Enhance detection of buffer overflows by introducing variable for length of array/blob
This draft PR enhances the detection of buffer overflows by introducing a variable for the length of array/blob as suggested by @michael-schwarz in #620.
Arrays:
Upon creation of a VLA vdecl creates a new ghost variable in the domain, which tracks the symbolic relationships between program variables and the length of the array. Using the query system, the arraydomain can check for out-of-bounds accesses.
Malloc:
This works similarly to the VLA case. When upon calling malloc/alloc/calloc the special transfer function creates a new ghost variable, which tracks the length of blob size. MemOutOfBounds can then use the query system to ask the relational domain if an OOB access occurred. In addition, I implemented pointer tracking as we would not be able to know the symbolic relationship of the pointer offset otherwise. (see the following example).
int main() {
int EXP_OF_ARRAY_LENGTH = rand();
EXP_OF_ARRAY_LENGTH %= 4;
int * arr;
arr = malloc( sizeof(int)* EXP_OF_ARRAY_LENGTH );
for (int i = 0 ; i < EXP_OF_ARRAY_LENGTH ; i++) {
char * t = arr + i ;
*t = 2;
}
}
CHANGES/BUG fixes:
- [x] The relational domain wasn't able to parse sizeOf expression. This is now fixed. One such case would be the new test case 36 100.

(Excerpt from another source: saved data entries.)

PR #817, opened 2017-07-14
Viite 585 connect save button to backend

hestrompa:
Contains refactoring to VIITE-449 and VIITE-451

### DIFF
--- a/viite-UI/src/utils/backend-utils.js
+++ b/viite-UI/src/utils/backend-utils.js
@@ -143,6 +143,26 @@
         });
     });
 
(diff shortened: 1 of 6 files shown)


hestrompa:
All tests ok after merge master to the branch

viite-UI/src/utils/backend-utils.js
```diff
@@ -143,6 +143,26 @@
         });
     });
 
+    this.insertNewRoadLink = _.throttle(function(data, success, failure) {
+      var Json = {
+        linkIds : data[0],
```
oappicgi: I might be wrong but isn't it possible to use data.linkid instead of position based matching?

PR #818, opened 2017-07-17
Viite 426 check if new roadpart is already reserved

Campanha:
Check in project_link table for same roadNumber & roadPart but ignoring current project id
Show popup in UI after error in saving new road address in project


digiroad2-viite/src/main/scala/fi/liikennevirasto/viite/dao/ProjectDAO.scala
```diff
@@ -173,6 +173,19 @@ object ProjectDAO {
     Q.queryNA[String](query).firstOption
   }
 
+
+  def isNewRoadPartLinkUsed(roadNumber: Long, roadPartNumber: Long, projectId: Long) = {
+    val query =
+      s"""
+		select prol.id
+         from project_link prol
+         join lrm_position pos on prol.lrm_position_id = pos.id
```
oappicgi: where do we need lrm_position?

digiroad2-viite/src/main/scala/fi/liikennevirasto/viite/ProjectService.scala
```diff
@@ -60,8 +60,8 @@ class ProjectService(roadAddressService: RoadAddressService, roadLinkService: Ro
     * @return
     */
   def checkNewRoadAddressNumberAndPart(roadNumber: Long, roadPart: Long, project :RoadAddressProject): Option[String] = {
-      val roadAddresses = RoadAddressDAO.isNewRoadPartUsed(roadNumber, roadPart, project.id)
-      if (roadAddresses.isEmpty) {
+      val projectLinks = ProjectDAO.isNewRoadPartLinkUsed(roadNumber, roadPart, project.id)
```
oappicgi: we also need to keep old check

digiroad2-viite/src/main/scala/fi/liikennevirasto/viite/dao/ProjectDAO.scala
pedrosag: Possibly to make sure that the Project_Link has a LRM_Possition connection therefore being a step closer to prove that it is correctly created (therefore being able to be used)?

Campanha: New version commit will not have this query. As Ossi said is more deeper than that, we need to keep the validation of:
1.new road address should not exist already in Road_address table
2.new road_address (same roadNumber and roadPart) should not exist in Project_link for others project ids

PR #821, opened 2017-07-18
DROTH-791 - Bus stops located in road registry while using VIITE

marquesfm:
- Modification at resolveAddressAndLocation method in GeometryTransform Class to fix the side_code value when geometry is digitazed to the opposite direction than the road address is growing.


leirasf:
It's ok to me

PR #335, opened 2024-02-05
Made terminal variable public, so custom implementation can be used

Kotivskyi:
Fixes problem when you can subclass MacTerminalView and can subclass Terminal, but you can not initialize your "CustomMacTerminalView" with "CustomTerminal"


migueldeicaza:
Good call.  I had not considered that.

light end up deprecating getTerminal()

PR #339, opened 2024-03-16
Support VisionOS

crabtree-michael:
This add visionOS support.


migueldeicaza:
Odd, wonder why I have it working without this on vision

Issue #286, opened 2023-03-23
Messed up character width for some fonts


lukepistrol:
For some fonts the character width is a bit messed up (i.e. too wide).

SwiftTerm:

<img width="502" alt="Screenshot 2023-03-24 at 00 30 59" src="https://user-images.githubusercontent.com/9460130/227387135-b0748b53-bc12-45dc-a290-55862aff7f69.png">

Apple's Terminal (iTerm looks the same):

<img width="347" alt="Screenshot 2023-03-24 at 00 32 05" src="https://user-images.githubusercontent.com/9460130/227387164-d320d631-c679-4038-9dfc-cc8b630a2e57.png">

The font used in this example is [FiraCode](https://fonts.google.com/specimen/Fira+Code) but this happens with a couple of other fonts (Source Code Pro for Powerline, Fira Mono for Powerline) too which look totally normal in other Terminal emulators.

migueldeicaza:
This is odd, how did you get this setup?

migueldeicaza:
Folks, I could appreciate a complete bug report, something I can reproduce on my end.

Otherwise, I spend hours tracking down third party issues.   I am using those fonts and do not have that problem on iOS.

scrapp08:
Adding onto this, nerd fonts do not seem to render correctly.

What I'm getting:
<img width="921" alt="image" src="https://github.com/migueldeicaza/SwiftTerm/assets/105889363/4ed24c81-5547-40e7-9973-dfc6987c0591">


What is expected:
<img width="1485" alt="image" src="https://github.com/migueldeicaza/SwiftTerm/assets/105889363/3f8c9b3f-7751-4e7b-92a2-73d570758f99">

jwells89:
I’m seeing this issue with a few fonts as well.
<img width="687" alt="FontBug" src="https://github.com/migueldeicaza/SwiftTerm/assets/5009493/3c83f2b3-b5d3-4580-9bb9-68a36bfc7bc9">

Screenshot taken in my own project, but it’s reproducible in the MacTerminal sample project by:
1. Installing the attached version of the free Cascadia Code font
2. In `viewDidLoad()` in `ViewController.swift`, inserting `terminal.font = NSFont(name: "Cascadia Code", size: 13)!`
3. Running the app

[...]

PR #347, opened 2024-08-07
Use W Hack For macOS Cell Width

thecoolwinter:
Uses the "W" hack for finding the cell width on macOS, similar to how it already works on iOS. Adds a commented version that comes with a performance hit as discussed in #286.


migueldeicaza:
Thank you for the PR!

PR #348, opened 2024-08-08
Fix Caret Drawing Artifacts

thecoolwinter:
Updates the caret drawing function to clip to it's bounds. Fixes a small visual bug where the unfocused box stuck around in the layer because it was never cleared due to it being outside the view's bounds. Fixes by first clearing the entire layer and then drawing.

Updates the macOS Caret background color when the color is set using the public variable. Fixes an issue where the caret color was not being used on macOS if it was changed after initialization.

**Screenshots**
Caret drawing is mostly the same, just that it's only drawing inside the bounds of the cell the cursor is in.

Caret drawing without patch, note leftover stroke artifacts from the unfocused box when focused:
Screenshot 2024-08-08 at 10 27 27 AM
Screenshot 2024-08-08 at 10 26 59 AM
Screenshot 2024-08-08 at 10 27 03 AM
Screenshot 2024-08-08 at 10 27 30 AM

Caret drawing with patch:
macOS from CodeEdit
Focused, block
Screenshot 2024-08-08 at 9 59 29 AM
Screenshot 2024-08-08 at 9 59 25 AM
Focused, underline
Screenshot 2024-08-08 at 9 58 43 AM
Screenshot 2024-08-08 at 9 58 40 AM
Focused, bar
Screenshot 2024-08-08 at 9 58 32 AM
Unfocused
Screenshot 2024-08-08 at 9 59 33 AM
Screenshot 2024-08-08 at 9 59 38 AM
iOS from example SSH app
IMG_8129
IMG_8133
IMG_8132
IMG_8131

### DIFF
--- a/Sources/SwiftTerm/Apple/CaretView.swift
+++ b/Sources/SwiftTerm/Apple/CaretView.swift
@@ -16,12 +16,14 @@ extension CaretView {
         guard let terminal else {
             return
         }
+        context.saveGState()
+        context.clip(to: [bounds])
         context.setFillColor(TTColor.clear.cgColor)
         context.fill ([bounds])
         
         if !hasFocus {
             context.setStrokeColor(bgColor)
-            context.setLineWidth(2)
+            context.setLineWidth(3)
             context.stroke(bounds)
             return
         }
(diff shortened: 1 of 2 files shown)


migueldeicaza:

PR #350, opened 2024-09-09
Changed executable to executableTarget

Vaidios:
Using `executable` is deprecated. This PR replaces that with newer API.

There was also this CaptureOutput target commented out, which I decided to also transfer to newer API. Is there a reason that it is commented out?


migueldeicaza:
CaptureOutput is really just a test for me, did not want to pollute thing for people.

Going to apply your patch manually, due to that secondary change.

Issue #212, opened 2022-01-18
No configuration option to set scrollback


ktprograms:
There is a `scrollback:` value in the `TerminalOptions` struct, but no public API has the ability to change it from the default of 500.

- [x] Rewrite the logic of memOutOfBounds. Previously, the analysis gave no warnings for negative indices and was therefore unsound. One such example is in the new test case 74 33
In addition to that, due to the fact that the struct Offset and pointer Offset are analyzed separately, the analysis was unsound in certain cases. (see the newly added test 74 32 and 74 34)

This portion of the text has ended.